Article 14 provides that each littoral state may construct submarine pipelines, but that any other state whose seabed sector the pipeline will traverse must agree to the route (Ministry of Foreign Affairs of the Russian Federation, August 12, 2018; Turkmenistan Segodnia, February 21).
As with all energy projects in the post-Soviet space, the TCP’s funding remains problematic. A relatively new U.S. company has proposed an innovative, inexpensive interim solution—rather than building the entire 186-mile, $5 billion subsea pipeline, construct a 48.3-mile, 10–12 billion cubic meters (353–424 billion cubic feet) per year, Caspian subsea interconnector between Azerbaijan’s Azeri–Chirag–Gunsehli (BP) and Turkmenistan’s Banka Livanova (Petronas Global) offshore fields for roughly one-third the TCP’s cost (Trans Caspian Resources, Inc (TCRI), accessed May 5). According to TCRI, numerous financial institutions have indicated interest in participating in financing the connector, with “potential financing options including U.S. Development Finance Corporation, Japan Bank for International Cooperation, Middle East countries and companies, State Oil Company of the Azerbaijan Republic, and private financial institutions” (TCRI, accessed May 5). The TCRI co-founder and co-chair, former U.S. Ambassador to Turkmenistan Allan Mastard, estimated the cost of the Caspian subsea interconnector to be $500 million–1 billion over two years, an amount that he believes Turkmenistan could self-finance (Trend, August 14, 2023).

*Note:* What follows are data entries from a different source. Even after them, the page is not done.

PR #6131, opened 2026-06-16
feat(openai): add LLM.with_cloudflare() for Cloudflare AI Gateway

mcdgavin:
## Summary

Closes #6101. Adds `openai.LLM.with_cloudflare(...)`, a convenience constructor that routes
LLM traffic through the [Cloudflare AI Gateway](https://developers.cloudflare.com/ai-gateway/)
OpenAI-compatible [REST API](https://developers.cloudflare.com/ai-gateway/usage/rest-api/)
endpoint — mirroring the existing `with_openrouter` / `with_azure` helpers.

```python
from livekit.plugins import openai

# Minimal: account_id from CLOUDFLARE_ACCOUNT_ID, API token from CLOUDFLARE_API_TOKEN
llm = openai.LLM.with_cloudflare(model="openai/gpt-4o")

# Explicit, with a specific gateway and per-request gateway options
llm = openai.LLM.with_cloudflare(
    model="@cf/meta/llama-3.3-70b-instruct-fp8-fast",
    account_id="<account_id>",
    gateway_id="my-gateway",
    api_key="<cloudflare_api_token>",
    gateway_options={"cache_ttl": 3600, "max_attempts": 3, "backoff": "exponential"},
)
```

## Design notes

- **REST API endpoint.** Uses
  `https://api.cloudflare.com/client/v4/accounts/<account_id>/ai/v1` per review feedback — the
  legacy `gateway.ai.cloudflare.com/.../compat` unified endpoint is deprecated for single-model
  calls. The URL is built from `account_id` (env `CLOUDFLARE_ACCOUNT_ID`), with a `base_url`
  override.
- **Auth.** A Cloudflare API token (**Account > Workers AI > Read** permission) is sent as the
  standard `Authorization: Bearer` header via the OpenAI client's `api_key`; env fallback
  `CLOUDFLARE_API_TOKEN`. The legacy endpoint's `cf-aig-authorization` dual-auth scheme is not
  used.
- **Gateway selection.** Via the `cf-aig-gateway-id` header (`gateway_id` param). When omitted,
  third-party requests route through the account's default gateway; Workers AI (`@cf/...`)
  models require it.
- **Models.** Third-party providers use `provider/model` form (e.g. `openai/gpt-4o`); Workers AI
  models use `@cf/author/model` form.
- **Per-request options are headers, not body.** Unlike OpenRouter (JSON body fields),
  Cloudflare's controls are `cf-aig-*` HTTP headers. `gateway_options` is a
[...]

Issue #3163, opened 2025-08-15
Request: Cloudflare TTS, LLM, STT plugins


leemuljadi:
Hi would like to request plugins for Cloudflare TTS, LLM, STT

davidzhao:
please consider contributing one! it's pretty straight forward to build plugins

beingPro007:
@davidzhao, currently, Cloudflare won't provide STT over streaming; instead, they are doing batch processing. Is there any way to do it, then suggest to me that I am going to build it?.

davidzhao:
sure thing, please go for it. [OpenAI STT](https://github.com/livekit/agents/blob/main/livekit-plugins/livekit-plugins-openai/livekit/plugins/openai/stt.py) is also non-streaming, you can use it as a reference implementation

leemuljadi:
@davidzhao cool, how about for the Cloudflare meloTTS as it's using batch process as well? any example implementation of batch processing mp3?
Will the Cloudflare stack be a concern for latency since they are not providing streaming for STT and TTS?
And will it be possible to deploy Livekit agents in Clouldflare?

leemuljadi:
@beingPro007 thanks for collaborating!

mcdgavin:
Opened #6133 covering the **STT and TTS** parts of this request, and the **LLM** part shipped separately in #6131. Could a maintainer reopen this to track them? 🙏

**What's changed since this issue was filed:**

- **Streaming is now available.** Earlier discussion here assumed Cloudflare was batch-only request/response. That's no longer true: Cloudflare now hosts Deepgram partner models — **Nova-3** / **Flux** (STT) and **Aura** (TTS) — exposed over a real-time **WebSocket through the AI Gateway**, allowing for true streaming plugins rather than batch-wrapped.
- **The wire protocol is Deepgram's.** The gateway proxies Deepgram's streaming protocol verbatim, so #6133 adds `deepgram.STT.with_cloudflare(...)` / `deepgram.TTS.with_cloudflare(...)` that reuse the existing Deepgram streaming implementation — auth via the `cf-aig-authorization` header, no Deepgram key required.

```python
from livekit.plugins import deepgram, openai

stt = deepgram.STT.with_cloudflare(model="@cf/deepgram/nova-3")
tts = deepgram.TTS.with_cloudflare(model="@cf/deepgram/aura-1")
llm = openai.LLM.with_cloudflare(model="openai/gpt-4o")  # #6131
```

PR #6133, opened 2026-06-17
feat(deepgram): add STT/TTS with_cloudflare() for Cloudflare AI Gateway

mcdgavin:
## Summary

Adds Cloudflare AI Gateway support to the Deepgram plugin — streaming **STT** (Nova-3 via `STT`,
Flux via `STTv2`) and **TTS** (Aura) — via `with_cloudflare(...)` constructors.

Addresses the STT/TTS portion of #3163. (The LLM portion shipped separately in #6131 as
`openai.LLM.with_cloudflare`.)

```python

# account_id from CLOUDFLARE_ACCOUNT_ID, token from CLOUDFLARE_AI_GATEWAY_TOKEN
stt = deepgram.STT.with_cloudflare(model="@cf/deepgram/nova-3")
flux = deepgram.STTv2.with_cloudflare()  # @cf/deepgram/flux
tts = deepgram.TTS.with_cloudflare(model="@cf/deepgram/aura-1")
```

## Design notes

- **Rides on the Deepgram plugin.** Cloudflare's AI Gateway proxies Deepgram's streaming
  WebSocket protocols verbatim (`channel.alternatives[0].transcript` + `is_final` for v1 STT;
  Flux `TurnInfo` events for v2; `Speak`/`Flush`/`Flushed` for TTS), so these reuse the existing
  Deepgram `STT`/`STTv2`/`TTS` streaming implementations rather than duplicating them. This
  mirrors the LLM approach, where Cloudflare-LLM rode on the OpenAI plugin because it's
  OpenAI-compatible — each Cloudflare modality lives on the plugin whose protocol it matches.
- **Backward-compatible auth seam.** The connection auth headers (previously hardcoded
  `Authorization: Token <key>`) become an overridable `_connect_headers`, defaulting to the
  exact prior value. Existing Deepgram usage is unchanged; `with_cloudflare` injects
  `cf-aig-authorization` (the raw Cloudflare token — no Deepgram key required).
- **Flux via `STTv2`.** Cloudflare's catalog has a single Flux model (`@cf/deepgram/flux`, no
  `flux-general-en`/`-multi` variants), so `STTv2.with_cloudflare()` defaults to `model="flux"`
  and forwards the Flux tuning options (`eot_threshold`, `eager_eot_threshold`,
  `eot_timeout_ms`, `keyterm`). The gateway URL/token resolution shared by the three
  constructors lives in `_utils._resolve_cloudflare_gateway`.

## Testing

- `tests/test_deepgram_with_cloudflare.py` — 35 hermetic `--unit` tests covering URL building,
  `CLOUDFLARE_ACCOUNT_ID` env fallback, `base_url` override, the `cf-aig-authorization` header,
  default models, `streaming` capability, the `ValueError` paths, and prefix-aware model
  validation (`@cf/deepgram/...` seen as the underlying Deepgram model). Non-streaming calls
  (`STT.recognize()`, `TTS.synthesize()`) are not proxied by the gateway and now raise
  `NotImplementedError` up front instead of failing with a connection error after retries.
- A regression check confirms default (non-Cloudflare) Deepgram STT/STTv2/TTS auth is
  byte-identical.
- `make check` passes (ruff format + lint, strict mypy).


livekit-plugins/livekit-plugins-deepgram/livekit/plugins/deepgram/stt.py
```diff
@@ -203,6 +209,64 @@ def model(self) -> str:
     def provider(self) -> str:
         return "Deepgram"
 
+    @staticmethod
+    def with_cloudflare(
+        *,
+        model: str = "@cf/deepgram/nova-3",
```
chenghao-mou: is it possible to construct "@cf/deepgram" part internally? Then we can reuse the same `DeepgramModels | str` type

livekit-plugins/livekit-plugins-deepgram/livekit/plugins/deepgram/stt.py
```diff
@@ -102,6 +102,7 @@ def __init__(
         numerals: bool = False,
         mip_opt_out: bool = False,
         vad_events: bool = True,
+        _connect_headers: NotGivenOr[dict[str, str]] = NOT_GIVEN,
```
chenghao-mou: We can just call it `extra_headers: NotGivenOr[dict[str, str]] = NOT_GIVEN`. We use similar parameters in other plugins as well, it could also be useful for self-hosted DG instances too.

livekit-plugins/livekit-plugins-deepgram/livekit/plugins/deepgram/stt.py
```diff
@@ -203,6 +209,64 @@ def model(self) -> str:
...
+            base_url = f"https://gateway.ai.cloudflare.com/v1/{account_id}/{gateway_id}/workers-ai"
+
+        return STT(
+            model=model,
+            language=language,
+            interim_results=interim_results,
+            sample_rate=sample_rate,
+            base_url=base_url,
+            http_session=http_session,
+            _connect_headers={"cf-aig-authorization": cf_aig_token},
```
chenghao-mou: double checking here: the code in their doc says `"cf-aig-authorization": "Bearer {CF_AIG_TOKEN}"`: https://developers.cloudflare.com/ai-gateway/usage/providers/deepgram/

livekit-plugins/livekit-plugins-deepgram/livekit/plugins/deepgram/stt.py
mcdgavin: Thank you for the feedback @chenghao-mou, this is done.

 `with_cloudflare` now takes a bare Deepgram model name typed `DeepgramModels | str` (default `nova-3` for STT, `aura-1` for TTS) and prepends `@cf/deepgram/` internally. 
A value already prefixed with `@cf/` is passed through unchanged, so the full form still works.

livekit-plugins/livekit-plugins-deepgram/livekit/plugins/deepgram/stt.py
mcdgavin: Switched `_connect_headers` to a public `extra_headers`, additive, matching the other plugins and supporting self hosting.

One note, a purely additive `extra_headers` merges on top of the default `Authorization: Token <key>`, so the Cloudflare path would send *both* `Authorization` and `cf-aig-authorization`  which requires a Deepgram key it doesn't need and risks the gateway rejecting the stray header. To keep it additive without that, the default `Authorization: Token` is now built only when a Deepgram key is present, and at least one auth source (key or `extra_headers`) is required:

```python
headers = ({"Authorization": f"Token {key}"} if key else {}) | extra_headers
```

Behavior:
- Normal Deepgram (key set): `Authorization: Token` + extras — unchanged.
- Self-hosted DG with custom auth (no key): just `extra_headers`.
- Cloudflare via `with_cloudflare` (no key): just `cf-aig-authorization`.

livekit-plugins/livekit-plugins-deepgram/livekit/plugins/deepgram/stt.py
mcdgavin: I double-checked against the [realtime WebSockets page](https://developers.cloudflare.com/ai-gateway/usage/websockets-api/realtime-api/). The `Bearer` form is documented on the `/deepgram` **provider-proxy** endpoint, but this plugin targets the `/workers-ai` endpoint, and its **Deepgram (Workers AI)** examples (both `@cf/deepgram/nova-3` and `@cf/deepgram/aura-1`) use the **raw** `cf-aig-authorization` token:

```js
"wss://gateway.ai.cloudflare.com/v1/<account_id>/<gateway>/workers-ai?model=@cf/deepgram/nova-3..."
headers: { "cf-aig-authorization": process.env.CLOUDFLARE_API_KEY }
```

 Since it flows through `extra_headers`, it's still overridable either way.

livekit-plugins/livekit-plugins-deepgram/livekit/plugins/deepgram/stt.py
```diff
@@ -203,6 +213,67 @@ def model(self) -> str:
...
+            account_id = account_id or os.environ.get("CLOUDFLARE_ACCOUNT_ID")
+            if not account_id:
+                raise ValueError(
+                    "Cloudflare account_id is required, either as argument or set"
+                    " CLOUDFLARE_ACCOUNT_ID environment variable (or pass base_url directly)"
+                )
+            base_url = f"https://gateway.ai.cloudflare.com/v1/{account_id}/{gateway_id}/workers-ai"
+
+        if not model.startswith("@cf/"):
+            model = f"@cf/deepgram/{model}"
```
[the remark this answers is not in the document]
mcdgavin: Fixed in acf23e3db. `_validate_model` and `_validate_keyterm` now strip the `@cf/deepgram/` routing prefix before the model-name checks (via a small `_bare_model` helper), so `@cf/deepgram/nova-3` is correctly treated as `nova-3` — keyterm is allowed and keywords are rejected as expected. Added a test (`test_keyterm_allowed_for_cf_prefixed_nova3`).

livekit-plugins/livekit-plugins-deepgram/livekit/plugins/deepgram/stt.py
```diff
@@ -203,6 +213,67 @@ def model(self) -> str:
...
+
+        return STT(
+            model=model,
+            language=language,
+            interim_results=interim_results,
+            sample_rate=sample_rate,
+            base_url=base_url,
+            http_session=http_session,
+            extra_headers={"cf-aig-authorization": cf_aig_token},
+        )
```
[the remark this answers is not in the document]
mcdgavin: Good catch — confirmed and fixed in acf23e3db. `with_cloudflare` now passes `api_key=""`, which opts out of the `DEEPGRAM_API_KEY` env fallback, so the gateway only ever receives `cf-aig-authorization` (no stray `Authorization: Token`). TTS only reads the env var when `api_key is None`, so an explicit `""` means "no key". Added a regression test that sets `DEEPGRAM_API_KEY` and asserts the header is absent (`test_with_cloudflare_ignores_deepgram_api_key_env`).

livekit-plugins/livekit-plugins-deepgram/livekit/plugins/deepgram/stt.py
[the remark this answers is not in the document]
mcdgavin: Fixed in 7014597db. `_validate_model` now preserves the routing prefix on the fallback:

```python
bare = _bare_model(model)
...
prefix = model[: len(model) - len(bare)]
return f"{prefix}nova-2-general"
```

so `@cf/deepgram/nova-2-meeting` + a non-English language → `@cf/deepgram/nova-2-general` (bare models unchanged). Added `test_en_only_fallback_preserves_cf_prefix`.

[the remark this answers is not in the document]
mcdgavin: Intentional. `STTv2` is the Deepgram v2 / Flux class (different protocol, `/v2/listen`). This PR scopes Cloudflare support to the stable `STT` (nova-3) and `TTS` (Aura).

A `STTv2.with_cloudflare` for Flux is a possible follow-up rather than part of this change.

PR #6137, opened 2026-06-17
feat(core): allow non-primary sessions without job_ctx

Bobronium:
Add private optional argument `_register_as_room_host` for `AgentSession.start()`, behavior stays the same when it's not used.

This allows using `AgentSession` as a non-primary session, which is required in simulations.

We can promote it to public interface when (if) it'll find any other use-cases.

### DIFF
--- a/livekit-agents/livekit/agents/voice/agent_session.py
+++ b/livekit-agents/livekit/agents/voice/agent_session.py
@@ -613,6 +613,7 @@ class AgentSession(rtc.EventEmitter[EventTypes], Generic[Userdata_T]):
         # deprecated
         room_input_options: NotGivenOr[room_io.RoomInputOptions] = NOT_GIVEN,
         room_output_options: NotGivenOr[room_io.RoomOutputOptions] = NOT_GIVEN,
+        _register_as_room_host: NotGivenOr[bool] = NOT_GIVEN,
     ) -> RunResult: ...
 
     @overload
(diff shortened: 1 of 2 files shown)


livekit-agents/livekit/agents/voice/agent_session.py
```diff
@@ -781,7 +777,7 @@ async def start(
                 self._room_io = room_io.RoomIO(room=room, agent_session=self, options=room_options)
                 await self._room_io.start()
 
-                if is_primary:
+                if _register_as_room_host or not is_given(_register_as_room_host):
```
chenghao-mou: nitpicking: `_register_as_room_host is not False`

chenghao-mou (approved):

livekit-agents/livekit/agents/voice/agent_session.py
Bobronium:
```suggestion
                if _register_as_room_host is not False:
```

tests/test_room_host.py
```diff
@@ -0,0 +1,135 @@
...
+# fmt: off
+# @formatter:off
+_CASES = [
+    # "_register_as_room_host", "job_ctx primary marker" and  "expected outcome")
+    pytest.param(True,      None,     Outcome.REGISTERS,     id="no_ctx/opt-in"),
+    pytest.param(True,      _OTHER,   Outcome.REGISTERS,     id="non_primary/force"),
+    pytest.param(NOT_GIVEN, None,     Outcome.REGISTERS,     id="no_ctx/default"),
+    pytest.param(NOT_GIVEN, _PRIMARY, Outcome.REGISTERS,     id="primary/default"),
+    pytest.param(False,     _PRIMARY, Outcome.NOT_REGISTERS, id="primary/opt-out"),
+    pytest.param(NOT_GIVEN, _OTHER,   Outcome.NOT_REGISTERS, id="non_primary/default"),
```
Bobronium:
```suggestion
    pytest.param(NOT_GIVEN, _OTHER,   Outcome.NOT_REGISTERS, id="non_primary/default"),
    pytest.param(False,     _PRIMARY, Outcome.NOT_REGISTERS, id="primary/opt-out"),
```

PR #6158, opened 2026-06-18
fix(openai): skip realtime truncate when no audio was played fixes : #6157

### LINKED ISSUE #6157: RealtimeModel: "Only model output audio messages can be truncated" when interrupted before first audio frame
### Bug Description

When using the OpenAI Realtime model, if the user interrupts (barge-in) in the
narrow window *after* the model has declared an audio response but *before* the
first audio frame is actually played, the plugin emits a
`conversation.item.truncate` with `audio_end_ms=0`. The Realtime API rejects it:
APIError('OpenAI Realtime API returned an error',
body=RealtimeError(
message='Only model output audio messages can be truncated',
type='invalid_request_error',
code='unsupported_content_type'),
retryable=True) recoverable=True

Root cause
`AgentActivity` calls `truncate()` on interruption with
`audio_end_ms = int(entry.out.playback_position * 1000)`, which is `0` when no
frame has played yet
(`livekit-agents/livekit/agents/voice/agent_activity.py:3609`).
`RealtimeSession.truncate()` then unconditionally sends a
`ConversationItemTruncateEvent` whenever `"audio"` is in `modalities`
(`livekit-plugins/livekit-plugins-openai/.../realtime/realtime_model.py:1609`).
Because the item has no committed model-output audio, the server rejects it.

Event sequence
1. `response.created`
2. `response.output_item.added` — message_id assigned
3. `response.content_part.added` — modalities resolve to `["audio", "text"]`
4. *(user interrupts here — VAD fires)*  ← `response.audio.delta` has NOT happened yet
5. interruption path calls `truncate(..., audio_end_ms=0)` → server error

### Expected Behavior

Interrupting before any audio has played should be a no-op for truncation —
there is no committed audio to truncate, so the plugin should not send a
`conversation.item.truncate` with `audio_end_ms=0`. No error should be raised
and the session should continue cleanly.

### Reproduction Steps

```bash
1. Start an AgentSession with `openai.realtime.RealtimeModel` (audio modality).
2. Trigger an initial agent reply (e.g. a welcome message).
3. Speak / send input that interrupts within the first few hundred ms,
   before the first audio frame plays.
4. Observe the error in logs.
```

### Operating System

macOS

### Models Used

_No response_

### Package Versions

```bash
livekit-agents == 1.5.4
livekit-plugins-openai == 1.5.4
OpenAI Realtime model (e.g. gpt-4o-realtime / gpt-realtime), server VAD turn detection
```

### Session/Room/Call IDs

_No response_

### Proposed Solution

```python

```

### Additional Context

_No response_

_No response_

ByteMaster-1:
Fixes #6157

Skip the realtime `conversation.item.truncate` when the generation is
interrupted before any audio frame has played (`audio_end_ms == 0`), which
the Realtime API rejects with `unsupported_content_type`
("Only model output audio messages can be truncated").

### DIFF
--- a/livekit-plugins/livekit-plugins-openai/livekit/plugins/openai/realtime/realtime_model.py
+++ b/livekit-plugins/livekit-plugins-openai/livekit/plugins/openai/realtime/realtime_model.py
@@ -1625,15 +1625,13 @@ class RealtimeSession(
                     )
                 )
             else:
-                remote_ids = {item.id for item in self._remote_chat_ctx.to_chat_ctx().items}
-                if message_id in remote_ids:
-                    self.send_event(
-                        ConversationItemDeleteEvent(
-                            type="conversation.item.delete",
-                            item_id=message_id,
-                            event_id=utils.shortuuid("chat_ctx_delete_"),
-                        )
+                self.send_event(
+                    ConversationItemDeleteEvent(
+                        type="conversation.item.delete",
+                        item_id=message_id,
+                        event_id=utils.shortuuid("chat_ctx_delete_"),
                     )
+                )
         elif utils.is_given(audio_transcript):
             # sync the forwarded text to the remote chat ctx
             chat_ctx = self.chat_ctx.copy(
--- a/livekit-plugins/livekit-plugins-openai/livekit/plugins/openai/realtime/realtime_model.py
+++ b/livekit-plugins/livekit-plugins-openai/livekit/plugins/openai/realtime/realtime_model.py
@@ -1624,6 +1624,16 @@ class RealtimeSession(
                         audio_end_ms=audio_end_ms,
                     )
                 )
+            else:
+                remote_ids = {item.id for item in self._remote_chat_ctx.to_chat_ctx().items}
+                if message_id in remote_ids:
+                    self.send_event(
+                        ConversationItemDeleteEvent(
+                            type="conversation.item.delete",
+                            item_id=message_id,
+                            event_id=utils.shortuuid("chat_ctx_delete_"),
+                        )
+                    )
         elif utils.is_given(audio_transcript):
             # sync the forwarded text to the remote chat ctx
             chat_ctx = self.chat_ctx.copy(
--- a/livekit-plugins/livekit-plugins-openai/livekit/plugins/openai/realtime/realtime_model.py
+++ b/livekit-plugins/livekit-plugins-openai/livekit/plugins/openai/realtime/realtime_model.py
@@ -1615,14 +1615,15 @@ class RealtimeSession(
         audio_transcript: NotGivenOr[str] = NOT_GIVEN,
     ) -> None:
         if "audio" in modalities:
-            self.send_event(
-                ConversationItemTruncateEvent(
-                    type="conversation.item.truncate",
-                    content_index=0,
-                    item_id=message_id,
-                    audio_end_ms=audio_end_ms,
+            if audio_end_ms > 0:
+                self.send_event(
+                    ConversationItemTruncateEvent(
+                        type="conversation.item.truncate",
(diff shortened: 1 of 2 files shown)


livekit-plugins/livekit-plugins-openai/livekit/plugins/openai/realtime/realtime_model.py
```diff
@@ -1615,14 +1615,15 @@ def truncate(
         audio_transcript: NotGivenOr[str] = NOT_GIVEN,
     ) -> None:
         if "audio" in modalities:
-            self.send_event(
-                ConversationItemTruncateEvent(
-                    type="conversation.item.truncate",
-                    content_index=0,
-                    item_id=message_id,
-                    audio_end_ms=audio_end_ms,
+            if audio_end_ms > 0:
```
longcw, line 1618: could there be two situations with `audio_end_ms == 0`:
1. the generation was interrupted/cancelled before any audio generated on the server side
2. there are audio generated but agent didn't play any of frames 

this fix works for 1 but leaks the not played message for 2? maybe we should delete this item if the audio end ms is 0

areebkhan-tech: Good catch — you're right that audio_end_ms == 0 conflates two cases. Updated to delete the item (case 2) so the unplayed message isn't left dangling in the remote chat ctx, instead of just skipping. One thing I found while doing this: _handle_error only suppresses "Cancellation failed", so an unconditional delete would itself surface an error in case 1 (item never committed server-side). So I guarded the delete on the item being present in _remote_chat_ctx. Added tests for all three branches.

One open question: there's a small race where the item exists server-side but the conversation.item.added hasn't reflected into _remote_chat_ctx yet — in that window we'd skip the delete and the leak could persist. Happy to handle that differently (e.g. always delete and suppress the not-found error) if you'd prefer.

areebkhan-tech (approved):

livekit-plugins/livekit-plugins-openai/livekit/plugins/openai/realtime/realtime_model.py
```diff
@@ -1615,14 +1615,25 @@ def truncate(
...
+                        type="conversation.item.truncate",
+                        content_index=0,
+                        item_id=message_id,
+                        audio_end_ms=audio_end_ms,
+                    )
                 )
-            )
+            else:
+                remote_ids = {item.id for item in self._remote_chat_ctx.to_chat_ctx().items}
+                if message_id in remote_ids:
```
longcw: nit: the `RealtimeModelError` won't cause a reconnect or break so I think it's fine to remove the guard unless we see too many such error logs.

In May 2025, U.S. Secretary of State Marco Rubio affirmed that completing the segment “would be in the best interest of the United States and our allies” (Steve Daines, May 20, 2025).According to International Energy Agency Head Fatih Birol, it will take two years for the world to recover from energy shortages caused by the conflict in Iran (Neue Zurcher Zeitung, April 17). Russia remains consumed by Ukraine, and Iran is focused on the conflict in the Persian Gulf. With two Caspian littoral states distracted, an opportunity exists for the other littoral states to advance their interests in energy infrastructure. As Birol said, “My golden rule for energy security has always been diversification: never put everything on one card” (Neue Zurcher Zeitung, April 17). Bolstered by new U.S. interest in the region, the best opportunity since 2006 now exists for Turkmenistan’s TCP if it can muster the political will and capital to seize it.